§ Instructions to follow: Reproduce the entries below, please. Keep every character the same.

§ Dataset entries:
----

PR #6480, opened 2025-02-11
6086 Unclear which store's SOH & AMC are shown when clicking on an item in Requisitions

### LINKED ISSUE #6086: Unclear which store's SOH & AMC are shown when clicking on an item in Requisitions
## What went wrong? 😲

When creating a requisition and clicking on an item you are supplying, it is unclear which store's details are shown on the screen - are those SOH and AMC the issuing store's or the receiving/requesting one's?

Screenshot 2025-01-16 at 12 18 00 PM

Also, as always, some column header inconsistencies 

## Expected behaviour 🤔

1. Can we please specify if it's 'Our SOH & AMC' or 'Their SOH & AMC'
2. If possible, can we add both - e.g. Our SOH & AMC and Their SOH & AMC to the same page, so the user can view both?
3. Why is it 'Stock on hand' but 'AMC'? Can it please be either SOH & AMC _or_ Stock on Hand & Average Monthly Consumption?
4. Between the list view and the specific view, there are column header inconsistencies too: 

Screenshot 2025-01-16 at 12 23 16 PM

5. Our SOH & Their SOH in the list view but 'Stock on hand' in the detailed view - maybe should just be SOH in the detailed view too (to the 3d point above)
6. Only 'Suggested' has Quantity next to it, and the rest just have the name - e.g. Requested, Supply etc. Can either all of them have 'Qty' next to them or none at all?
7. Continuing the point, when in detailed view, only 3 out of 5 lines have 'Quantity' added - can all of them also please be either with Quantity, or none at all? And make them align with the list view - whatever the decision is for point 6, should be the same for point 7

Screenshot 2025-01-16 at 12 25 23 PM

## How to Reproduce 🔨

2. Create a new Requisiton
3. Add some items
4. Play around with the list view and the detailed view
5. See the discrepancies 

## Your environment 🌱

- Database type: PostgreSQL

roxy-dao:
Fixes #6086

# 👩🏻‍💻 What does this PR do?
Add their/our stock on hand label instead of just stock on hand for Requisitions and Internal Orders + show our stock on hand for Requisitions

Screenshot 2025-02-11 at 2 56 11 PM

Screenshot 2025-02-11 at 2 56 05 PM

# 🧪 Testing

- [ ] Go to requisition line edit
- [ ] See label has clear labelling now 
- [ ] See that there is a column representing store's soh
- [ ] Go to Internal Orders
- [ ] See label has clear labelling now

# 📃 Documentation

  1. Screenshots for requisition and internal order line edit page
  2.

### DIFF
--- a/client/packages/requisitions/src/RequestRequisition/DetailView/RequestLineEdit/RequestLineEdit.tsx
+++ b/client/packages/requisitions/src/RequestRequisition/DetailView/RequestLineEdit/RequestLineEdit.tsx
@@ -115,7 +115,6 @@ export const RequestLineEdit = ({
                     width={INPUT_WIDTH}
                     value={draft?.itemStats.availableStockOnHand}
                     disabled
-                    autoFocus
                   />
                 }
                 labelWidth={LABEL_WIDTH}
--- a/client/packages/requisitions/src/RequestRequisition/DetailView/RequestLineEdit/RequestLineEdit.tsx
+++ b/client/packages/requisitions/src/RequestRequisition/DetailView/RequestLineEdit/RequestLineEdit.tsx
@@ -119,7 +119,7 @@ export const RequestLineEdit = ({
                   />
                 }
                 labelWidth={LABEL_WIDTH}
-                label={t('label.stock-on-hand')}
+                label={t('label.our-soh')}
                 sx={{ marginBottom: 1 }}
               />
               {isProgram && useConsumptionData && (
--- a/client/packages/requisitions/src/ResponseRequisition/DetailView/ResponseLineEdit/ResponseLineEdit.tsx
+++ b/client/packages/requisitions/src/ResponseRequisition/DetailView/ResponseLineEdit/ResponseLineEdit.tsx
@@ -114,6 +114,19 @@ export const ResponseLineEdit = ({
           <>
             <Box paddingLeft={4} paddingRight={7}>
               {/* Left column content */}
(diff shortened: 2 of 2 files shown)


client/packages/requisitions/src/RequestRequisition/DetailView/RequestLineEdit/RequestLineEdit.tsx
```diff
@@ -115,11 +115,10 @@ export const RequestLineEdit = ({
                     width={INPUT_WIDTH}
                     value={draft?.itemStats.availableStockOnHand}
                     disabled
-                    autoFocus
```
noel-yeldos, line 118: What does removing autoFocus do for a field that is disabled? I tried adding it back but didn't notice any difference. Was the field initially editable - is that why it had the autoFocus in the first place?

noel-yeldos (approved):
Looks good to me! Tested and labels appear as expected. Just had a general question about the autoFocus prop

----

§ Exercise solution:
PR #6480, opened 2025-02-11
6086 Unclear which store's SOH & AMC are shown when clicking on an item in Requisitions

### LINKED ISSUE #6086: Unclear which store's SOH & AMC are shown when clicking on an item in Requisitions
## What went wrong? 😲

When creating a requisition and clicking on an item you are supplying, it is unclear which store's details are shown on the screen - are those SOH and AMC the issuing store's or the receiving/requesting one's?

Screenshot 2025-01-16 at 12 18 00 PM

Also, as always, some column header inconsistencies 

## Expected behaviour 🤔

1. Can we please specify if it's 'Our SOH & AMC' or 'Their SOH & AMC'
2. If possible, can we add both - e.g. Our SOH & AMC and Their SOH & AMC to the same page, so the user can view both?
3. Why is it 'Stock on hand' but 'AMC'? Can it please be either SOH & AMC _or_ Stock on Hand & Average Monthly Consumption?
4. Between the list view and the specific view, there are column header inconsistencies too: 

Screenshot 2025-01-16 at 12 23 16 PM

5. Our SOH & Their SOH in the list view but 'Stock on hand' in the detailed view - maybe should just be SOH in the detailed view too (to the 3d point above)
6. Only 'Suggested' has Quantity next to it, and the rest just have the name - e.g. Requested, Supply etc. Can either all of them have 'Qty' next to them or none at all?
7. Continuing the point, when in detailed view, only 3 out of 5 lines have 'Quantity' added - can all of them also please be either with Quantity, or none at all? And make them align with the list view - whatever the decision is for point 6, should be the same for point 7

Screenshot 2025-01-16 at 12 25 23 PM

## How to Reproduce 🔨

2. Create a new Requisiton
3. Add some items
4. Play around with the list view and the detailed view
5. See the discrepancies 

## Your environment 🌱

- Database type: PostgreSQL

roxy-dao:
Fixes #6086

# 👩🏻‍💻 What does this PR do?
Add their/our stock on hand label instead of just stock on hand for Requisitions and Internal Orders + show our stock on hand for Requisitions

Screenshot 2025-02-11 at 2 56 11 PM

Screenshot 2025-02-11 at 2 56 05 PM

# 🧪 Testing

- [ ] Go to requisition line edit
- [ ] See label has clear labelling now 
- [ ] See that there is a column representing store's soh
- [ ] Go to Internal Orders
- [ ] See label has clear labelling now

# 📃 Documentation

  1. Screenshots for requisition and internal order line edit page
  2.

### DIFF
--- a/client/packages/requisitions/src/RequestRequisition/DetailView/RequestLineEdit/RequestLineEdit.tsx
+++ b/client/packages/requisitions/src/RequestRequisition/DetailView/RequestLineEdit/RequestLineEdit.tsx
@@ -115,7 +115,6 @@ export const RequestLineEdit = ({
                     width={INPUT_WIDTH}
                     value={draft?.itemStats.availableStockOnHand}
                     disabled
-                    autoFocus
                   />
                 }
                 labelWidth={LABEL_WIDTH}
--- a/client/packages/requisitions/src/RequestRequisition/DetailView/RequestLineEdit/RequestLineEdit.tsx
+++ b/client/packages/requisitions/src/RequestRequisition/DetailView/RequestLineEdit/RequestLineEdit.tsx
@@ -119,7 +119,7 @@ export const RequestLineEdit = ({
                   />
                 }
                 labelWidth={LABEL_WIDTH}
-                label={t('label.stock-on-hand')}
+                label={t('label.our-soh')}
                 sx={{ marginBottom: 1 }}
               />
               {isProgram && useConsumptionData && (
--- a/client/packages/requisitions/src/ResponseRequisition/DetailView/ResponseLineEdit/ResponseLineEdit.tsx
+++ b/client/packages/requisitions/src/ResponseRequisition/DetailView/ResponseLineEdit/ResponseLineEdit.tsx
@@ -114,6 +114,19 @@ export const ResponseLineEdit = ({
           <>
             <Box paddingLeft={4} paddingRight={7}>
               {/* Left column content */}
(diff shortened: 2 of 2 files shown)


client/packages/requisitions/src/RequestRequisition/DetailView/RequestLineEdit/RequestLineEdit.tsx
```diff
@@ -115,11 +115,10 @@ export const RequestLineEdit = ({
                     width={INPUT_WIDTH}
                     value={draft?.itemStats.availableStockOnHand}
                     disabled
-                    autoFocus
```
noel-yeldos, line 118: What does removing autoFocus do for a field that is disabled? I tried adding it back but didn't notice any difference. Was the field initially editable - is that why it had the autoFocus in the first place?

noel-yeldos (approved):
Looks good to me! Tested and labels appear as expected. Just had a general question about the autoFocus prop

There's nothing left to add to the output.